Canonical typed payloads are defined in src/crimson/replay/checkpoints.py and src/crimson/dbg/canonical_channels.py:

  • checkpoint -> ReplayCheckpoint
  • sim_state -> SimStateSnapshot
  • entity_samples -> EntitySamplesSnapshot
  • rng_stream -> list[RngStreamRow]
  • timing_samples -> list[TimingSampleRow]

rng_stream rows contain:

  • tick_call_index
  • value_15
  • state_before_u32
  • state_after_u32
  • caller

caller is the optional static caller address used for parity diagnostics.

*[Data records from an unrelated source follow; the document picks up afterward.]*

PR #140, opened 2021-02-11
parallel calls for vrops targets

viennaa:
threading introduced for multiple runs to improve runtime.
shared timeout for threading
logging how long each target took to fetch its data

### DIFF
--- a/InventoryBuilder.py
+++ b/InventoryBuilder.py
@@ -12,10 +12,11 @@ logger = logging.getLogger('vrops-exporter')
 
 
 class InventoryBuilder:
-    def __init__(self, json, port, sleep):
+    def __init__(self, json, port, sleep, timeout):
         self.json = json
         self.port = int(port)
         self.sleep = sleep
+        self.timeout = int(timeout)
         self._user = os.environ["USER"]
         self._password = os.environ["PASSWORD"]
         self.vcenter_dict = dict()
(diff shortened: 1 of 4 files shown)


inventory.py
```diff
@@ -26,6 +26,8 @@ def parse_params(logger):
                       action="store_true", dest="loopback")
     parser.add_option("-s", "--sleep", help="specifiy sleep time for inventory builder, default: 1800", action="store",
                       dest="sleep")
+    parser.add_option("-t", "--timeout", help="specifiy timeout for fetching data from vROps, default: 600", action="store",
+                      dest="timeout")
```
richardtief, line 30: Is there a difference to `--sleep`?

InventoryBuilder.py
```diff
@@ -118,9 +119,35 @@ def query_inventory_permanent(self):
...
+                        if t[0] not in joined_threads:
+                            joined_threads.setdefault(t[1], round(time.time() - start_time))
+                if len(joined_threads.keys()) >= len(threads):
+                    break
+                time.sleep(1)
+                current_time = time.time()
+            else:
+                still_running = [t for t in threads if t[0].is_alive()]
+                for running_thread in still_running:
+                    logger.info(f"Timeout {timeout}s reached for fetching {running_thread[1]}")
```
richardtief, line 146: Alright, so use the timeout parameter to close the thread if it gets stuck forever?

richardtief (approved):
Overdue implementation, well implemented. I have a few questions about the code.

inventory.py
viennaa: it is. it defines how much time we give the inventory to fetch individual target vrops instances. If it is a bigger AZ, it takes longer for the inventory to fetch the data.
This is more like a failsafe, if something goes wrong in the thread, we kill it after $timeout seconds

PR #144, opened 2021-02-17
http status message 

richardtief:


BaseCollector.py
```diff
@@ -86,6 +87,11 @@ def get_collection_times(self):
         self.collection_times = request.json()
         return self.collection_times
 
+    def get_inventory_api_response(self):
+        request = requests.get(url="http://" + os.environ['INVENTORY'] + "/api_response_code")
```
viennaa, line 91: This will get the response code of the last thread who just wrote something to `self.api_response`.
It maybe would make sense by target, but even then it is just the last request we are seeing here. Not sure if that makes sense.

resources/Datastore.py
```diff
@@ -19,4 +19,4 @@ def get_type(self):
         if "local" in self.name:
             return "local"
         else:
-            return "None"
+            return "Unknown"
```
viennaa, line 22: What is this about?

tools/Vrops.py
```diff
@@ -31,13 +31,13 @@ def get_token(target):
...
-            return False
+            return False, 522
 
         if response.status_code == 200:
-            return response.json()["token"]
+            return response.json()["token"], response.status_code
         else:
             logger.error(f'Problem getting token from {target} : {response.text}')
-            return False
+            return False, response.status_code
```
viennaa, line 40: What happens, if we don't have a status code?

tools/http_status_codes.py
```diff
@@ -0,0 +1,85 @@
...
+        503: ('Service Unavailable',
+              'The server cannot process the request due to a high load'),
+        504: ('Gateway Timeout',
+              'The gateway server did not receive a timely response'),
+        505: ('HTTP Version Not Supported', 'Cannot fulfill request.'),
+        506: (' Variant Also Negotiates',
+              'Transparent content negotiation for the request results in a circular reference.'),
+        510: ('Not Extended', 'Further extensions to the request are required for the server to fulfil it'),
+        511: ('Network Authentication Required', 'The client needs to authenticate to gain network access. '),
+        522: ('vROps not available', 'Problem connecting to vROps')
```
viennaa, line 84: mmyd :D

BaseCollector.py
```diff
@@ -138,8 +144,9 @@ def wait_for_inventory_data(self):
 
     def create_http_response_metric(self, target, token, collector):
         api_responding = Vrops.get_http_response_code(target, token)
-        gauge = GaugeMetricFamily('vrops_api_response', 'vrops-exporter', labels=['target', 'class'])
-        gauge.add_metric(labels=[self.target, collector.lower()], value=api_responding)
+        gauge = GaugeMetricFamily('vrops_api_response', 'vrops-exporter', labels=['target', 'class', 'message'])
```
viennaa, line 147:
```suggestion
        gauge = GaugeMetricFamily('vrops_api_response', 'vrops-exporter', labels=['target', 'class', 'http_message'])
```

BaseCollector.py
richardtief: You are right. Changed it to a dict similar to collection times.

resources/Datastore.py
richardtief: This is not related to this topic. But this annoys me since weeks. Datastore type `Unknown`  is much better understandable in this sense.

tools/Vrops.py
richardtief: Will simply not happen. The `response` object is there at this point. Otherwise `response.text `never resolves.

tools/http_status_codes.py
richardtief: I requested a own RFC for `522`.  😄

BaseCollector.py
```diff
@@ -144,7 +144,7 @@ def wait_for_inventory_data(self):
 
     def create_http_response_metric(self, target, token, collector):
         api_responding = Vrops.get_http_response_code(target, token)
-        gauge = GaugeMetricFamily('vrops_api_response', 'vrops-exporter', labels=['target', 'class', 'message'])
+        gauge = GaugeMetricFamily('vrops_api_response', 'vrops-exporter', labels=['target', 'class', 'http_message'])
```
viennaa, line 147: you've got to change the tests too now ;)

viennaa (approved):

PR #145, opened 2021-02-18
Revert "http status message "

richardtief:
Reverts sapcc/vrops-exporter#144


resources/Datastore.py
```diff
@@ -19,4 +19,4 @@ def get_type(self):
         if "local" in self.name:
             return "local"
         else:
-            return "Unknown"
+            return "other"
```
viennaa, line 22: Didn't you want this as `Unknown`?

richardtief: No. It was `None` before. Then I changed it to `Unknown`, which is not good also. Type = `other` is finally the better choice.

viennaa (approved):

PR #147, opened 2021-03-15
collectors 2.0

richardtief:
The goal was to get the API response metric from the real responses to ensure effective self-monitoring. This brought a cascade of changes to simplify metric generation:

1. There is only one method left for fetching latest values `get_latest_values_multiple()`. This method can now process multiple keys at once, which increases performance and decreases requests to vROps.
2. Completely rewritten `collect()` method that works generically for each stats or properties. Using `.get()` on dictionaries from fetched json data structures to avoid `KeyErrors` at runtime.
3. No rubrics for divided collectors anymore. Implemented now as inheritance of classes. 
4. Just one MetricFamily to simplify processing. This is accompanied by relabelling, which is implemented in the `collect()` method of the `PropertiesCollector`. 
5. Datastores in the inventory are now correctly assigned to Datacenter instead of HostSystems as before.
6. Resource objects are merged into one file `Resourcekinds.py`

Class Structure


collectors/PropertiesCollector.py
```diff
@@ -0,0 +1,95 @@
+from BaseCollector import BaseCollector
+import logging
+
+logger = logging.getLogger('vrops-exporter')
+
+
+class PropertiesCollector(BaseCollector):
+
+    def __init__(self):
+        super().__init__()
```
viennaa, line 10: is this really needed? It is inheriting `__init__` and will initialise ist. 
Question applies to all occurrences of the single super init.

BaseCollector.py
```diff
@@ -136,141 +143,36 @@ def wait_for_inventory_data(self):
...
+            return gauge
+        return gauge
+
+    def generate_metrics(self, label_names: list) -> dict:
+        collector_config = self.read_collector_config()
+        metrics = {m['key']: {'metric_suffix': m['metric_suffix'],
+                              'key': m['key'],
+                              'expected': m.setdefault('expected', None),
+                              'gauge': GaugeMetricFamily(
+                                  'vrops_' + self.vrops_entity_name + '_' + m['metric_suffix'].lower(),
```
viennaa, line 166: smart naming move

collectors/PropertiesCollector.py
```diff
@@ -0,0 +1,95 @@
...
+    def collect(self):
+        logger.info(f'{self.name} starts with collecting the metrics')
+
+        token = self.get_target_tokens()
+        token = token.setdefault(self.target, '')
+        if not token:
+            logger.warning(f'skipping {self.target} in {self.name}, no token')
+            return
+
+        uuids = self.get_uuids()
```
viennaa, line 27: shouldn't we rather use `get_project_ids` naming wise?

collectors/PropertiesCollector.py
```diff
@@ -0,0 +1,95 @@
...
+                labels = self.set_labels(resource_id, project_ids)
+
+                statkey = value_entry.get('statKey')
+                values_received.add(statkey)
+
+                metric_data = value_entry.get('data', [False])[0]
+                metric_value = value_entry.get('values', [False])[0]
+
+                if statkey in metrics:
+                    # enum metrics
```
viennaa, line 57: funny, our enums are still Gauges ;)

collectors/PropertiesCollector.py
```diff
@@ -0,0 +1,95 @@
...
+                    if metrics[statkey]['expected']:
+                        relabel = metrics[statkey]['gauge']._labelnames
+                        if 'state' not in relabel:
+                            relabel += ('state',)
```
viennaa, line 61: A little bit unlucky, that we have to do it here, but it is the tradeoff to have it in a central place.
Is the `,` here really needed `('state',)` ?

tools/Vrops.py
```diff
@@ -149,368 +124,120 @@ def get_resources(self, target, token, uuids, resourcekinds):
...
-        headers = {
-            'Content-Type': "application/json",
-            'Accept': "application/json",
-            'Authorization': "vRealizeOpsToken " + token
-        }
         payload = {
-            "resourceIds": uuids,
-            "propertyKeys": [propkey]
+            "resourceId": uuid_list,
+            "statKey": keys,
```
viennaa, line 196: The key is multiple keys, lmao

tools/Vrops.py
```diff
@@ -149,368 +124,120 @@ def get_resources(self, target, token, uuids, resourcekinds):
...
+            "PageSize": 500000
```
viennaa, line 197: is this the maximum? Or a random picked number?
How many entries are we getting back currently?

tools/Vrops.py
```diff
@@ -149,368 +124,120 @@ def get_resources(self, target, token, uuids, resourcekinds):
...
         for t in thread_list:
             t.join()
 
+        return_list = list()
+        response_status_code = 503
+
         while not q.empty():
-            project_ids += q.get()
+            returned_chunks = q.get()
+            response_status_code = returned_chunks[1] if returned_chunks[1] > 200 else 200
```
viennaa, line 176: can't we always set `response_status_code` to `returned_chunks[1]`?

tools/Vrops.py
```diff
@@ -149,368 +124,120 @@ def get_resources(self, target, token, uuids, resourcekinds):
...
+            return_list.extend(returned_chunks[0])
 
         logger.debug(f'Amount uuids: {len(uuids)}')
-        logger.debug(f'Fetched     : {len(project_ids)}')
+        logger.debug(f'Fetched     : {len({r.get("resourceId") for r in return_list})}')
```
viennaa, line 180: Are we still facing diffs here?

tests/collector_config.yaml
```diff
@@ -1,269 +1,280 @@
...
+    - 'VMStatsCPUCollector'
+    - 'VMStatsNetworkCollector'
+    - 'VMStatsVirtualDiskCollector'
+    - 'VMStatsMemoryCollector'
+    - 'VMStatsDefaultCollector'
+
+ClusterPropertiesCollector:
+  - metric_suffix: "configuration_dasConfig_admissionControlEnabled"
+    expected: "true"
+    key: "configuration|dasConfig|admissionControlEnabled"
```
viennaa, line 20: before rolling this out, we need to make sure to reflect the changes to the configmap in helm-charts

resources/Resourceskinds.py
```diff
@@ -0,0 +1,82 @@
...
+        else:
+            return "other"
+
+
+class Host:
+
+    def __init__(self, name, uuid):
+        self.uuid = uuid
+        self.name = name
+        self.vms = list()
```
viennaa, line 70: hehe sneaked in the datastore-un-mapping. 👍

resources/Resourceskinds.py
```diff
@@ -0,0 +1,82 @@
+
```
viennaa, line 1: Like the consolidation in one file.

tools/Vrops.py
```diff
@@ -149,368 +124,120 @@ def get_resources(self, target, token, uuids, resourcekinds):
...
 
-        url = "https://" + target + "/suite-api/api/resources/" + uuid + "/stats/latest"
-        headers = {
-            'Content-Type': "application/json",
-            'Accept': "application/json",
-            'Authorization': "vRealizeOpsToken " + token
-        }
-        disable_warnings(exceptions.InsecureRequestWarning)
+    def get_latest_stats_multiple(self, target: str, token: str, uuids: list, keys: list, collector: str):
+        return self.get_latest_values_multiple(target, token, uuids, keys, collector, kind='stats')
```
viennaa, line 189: it is really cool, that stats and properties are leveraging the same functionality now

tools/Vrops.py
```diff
@@ -149,368 +124,120 @@ def get_resources(self, target, token, uuids, resourcekinds):
...
+        logger.debug(f'collector: {collector}')
+        logger.debug(f'Amount keys : {len(keys)}')
+        for k in keys:
+            logger.debug(f'key  : {k}')
+
         for uuid_list in uuids_chunked:
             chunk_iteration += 1
-            t = Thread(target=Vrops.get_project_id_chunk,
-                       args=(q, uuid_list, url, headers, target, chunk_iteration))
+            t = Thread(target=Vrops._get_chunk,
```
viennaa, line 164: Am I getting this right, that `uuid_list` would be only one in case of properties? Hence no chunking

collectors/StatsCollector.py
```diff
@@ -0,0 +1,67 @@
...
+
+            for value_entry in resource.get('stat-list', {}).get('stat', []):
+                statkey = value_entry.get('statKey', {}).get('key')
+                values_received.add(statkey)
+
+                metric_data = value_entry.get('data', [None])[0]
+                if statkey in metrics and metric_data is not None:
+                    metrics[statkey]['gauge'].add_metric(labels=labels, value=metric_data)
+                else:
+                    no_match_in_config.add(statkey)
```
viennaa, line 56: What do you think of adding another metric, which could give us this information? It could only be created, if we are facing a "no match" and then we can at least easily visualise it in a dashboard. I still like the format here, but it will be buried in the logs. So either we have a kibana dashboard to visualise it as it is, or we will actually never see it.

viennaa (commented):
Wow! That I would name a core rewrite, 2.0 is also a pretty good fit. I am amazed by the code amount of code we are able to save here and how easy it actually was, to fetch multiple keys per POST payload instead of just one. 
It is way cleaner now and the new object concept stands out.

I only have a few questions and remarks, as this is already pretty well shaped. Well done and big thanks!

collectors/PropertiesCollector.py
richardtief: Yes, at a high level we want to have access to methods in the superclass. So we need `super()` here. Otherwise it will not work.

collectors/PropertiesCollector.py
richardtief: no, these are resource uuids, which are set to the actual resource uuids in the respective classes.

collectors/PropertiesCollector.py
richardtief: as they were before. We adjust this MetricFamily by ourselves.

collectors/PropertiesCollector.py
richardtief: Yes, it is a tuple object. And when you add one entry to a tuple, this is how you do it.

tools/Vrops.py
richardtief: Screen Shot 2021-03-18 at 15 37 06

tools/Vrops.py
richardtief: This is just a guess. I will do a test to ensure the right value here.

tools/Vrops.py
richardtief: Then the code will overwrite a 500 with a 200. This is not the desired behaviour. Currently, the code will return everything higher than 200 if a single chunk fail.

tools/Vrops.py
richardtief: It is a good indicator if resources are missing. I saw some small diffs during testing. But nothing to concern about.

tests/collector_config.yaml
richardtief: The deployment too. I prepared that already

tools/Vrops.py
richardtief: Yes, thats right. We are able to fetch 10000 resources at once and it is working. Stats need to be chunks. Don't know why.

collectors/StatsCollector.py
richardtief: Have you seen the output? I case of virtual disks and datastores there are many metrics which doesn't match. I also thought about this solution you suggest. Let me fix this in a follow up PR.

viennaa: For an initial check it is good, then we still would need to go through every region to check on it. at least, initially.

collectors/PropertiesCollector.py
viennaa: What you are doing here is an overwrite of `__init__` from the parent class. Then you are calling the `__init__` of the parent/super class and do nothing else. This call is needed, in case you want to enrich init with something. Unless this is done, you can remove `__ init__` here. 

VMPropertiesCollector however still needs it, since it is doing some enrichment, which wouldn't happen otherwise.

richardtief: Alright, got your point. Removed it from `StatsCollector` and `PropertiesCollector`.

collectors/StatsCollector.py
richardtief: I implemented a workaround to get the metrics. I'm not happy with it yet, but at least we're getting it for now.

tools/Vrops.py
```diff
@@ -149,368 +125,120 @@ def get_resources(self, target, token, uuids, resourcekinds):
...
-            "propertyKeys": [propkey]
-        }
         disable_warnings(exceptions.InsecureRequestWarning)
         try:
             response = requests.post(url,
                                      data=json.dumps(payload),
                                      verify=False,
-                                     headers=headers)
+                                     headers=headers,
+                                     timeout=30)
```
richardtief, line 211: Timeout had to be increased, otherwise vrops cannot deliver the large data structures on time.

collectors/StatsCollector.py
```diff
@@ -53,15 +50,16 @@ def collect(self):
                 if statkey in metrics and metric_data is not None:
                     metrics[statkey]['gauge'].add_metric(labels=labels, value=metric_data)
                 else:
-                    no_match_in_config.add(statkey)
-
-        if list(no_match_in_config):
-            logger.warning(f'Skipped keys, due to no match with config in {self.name}: {list(no_match_in_config)} '
-                           f'<-- compare with collector_config')
+                    new_metric_suffix = re.sub('[^a-zA-Z/s0-9\n.]', '_', statkey)
```
viennaa, line 53: Can we add a comment here? I am sure I forget why we are doing this. Or do some renaming, the actual `no_match_in_config` was self-explanatory.

viennaa (approved):
Let's ship it. Looking forward!

PR #148, opened 2021-03-22
fixes for collectors 2.0

richardtief:


collectors/InventoryCollector.py
```diff
@@ -13,6 +13,9 @@ def __init__(self):
         self.name = self.__class__.__name__
         self.wait_for_inventory_data()
 
+    def describe(self):
+        self.collect()
+
```
richardtief, line 18: This collector needs his own describe() method.

collectors/StatsCollector.py
```diff
@@ -37,30 +37,28 @@ def collect(self):
...
+        no_match_in_config = []
 
         for resource in values:
             resource_id = resource.get('resourceId')
             labels = self.set_labels(resource_id, project_ids)
 
             for value_entry in resource.get('stat-list', {}).get('stat', []):
                 statkey = value_entry.get('statKey', {}).get('key')
-                values_received.add(statkey)
+                norm_statkey = re.sub("[^a-zA-Z|_ ]+", "", statkey)
```
richardtief, line 48: Normalising keys here. Sometimes we get renamed metrics from API like `cpu:102|usage_average` instead of `cpu|usage_average`. This won't match the given statkey and producing way to much noisy metrics.

collectors/InventoryCollector.py
viennaa: Funny thing is, this isn't even be needed. If `describe` is missing, it will automatically call `collect()` at register time.

collectors/StatsCollector.py
viennaa: please add this as a comment

collectors/InventoryCollector.py
richardtief: In normal cases, yes, I know. But in this case the collector inherits the method of the BaseCollector. And this is not appropriate.

viennaa (approved):
Thanks for fixing the leftovers :)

It is stored as an integer and rendered as hex only in human-facing diff output. Frida raw JSONL still uses producer-private field names such as caller_static, but finalization canonicalizes them into this durable caller field.

timing_samples rows contain phase-level timing evidence. Frida captures, Python replay traces, and Zig replay traces all emit a non-empty row set with a gpur_enter sample for supported replay ticks. The shared minimum row records the tick index, gameplay frame, frame_dt_f32, frame_dt_ms_i32, frame_dt_ms_f32, time-scale state, reflex boost timer, and mode_fn = "gameplay_update_and_render".

Producers

The intended comparison set is:

  1. Original game capture, produced by Frida JSONL and finalized by src/crimson/dbg/frida_finalize.py.
  2. Python replay trace, produced by src/crimson/dbg/record.py.
  3. Zig replay trace, produced by crimson-zig/src/cdt_trace.zig.

All three producers should emit the same required channels and the same durable row semantics. Producer-private fields are allowed before finalization, but the .cdt payload must stay canonical.

Diff contract

dbg diff compares traces by tick and returns the first divergent tick. For that tick, it reports all channel mismatches in deterministic order:

  1. checkpoint
  2. rng_stream
  3. sim_state
  4. entity_samples
  5. timing_samples

Mismatch payload format:

  • top-level mismatch.kind = "tick_mismatch"
  • top-level mismatch.detail.mismatch_count
  • top-level mismatch.detail.mismatches[]
  • each row has kind, channel, and detail

This enables correlating divergence across channels at the same tick instead of failing after the first channel-level mismatch.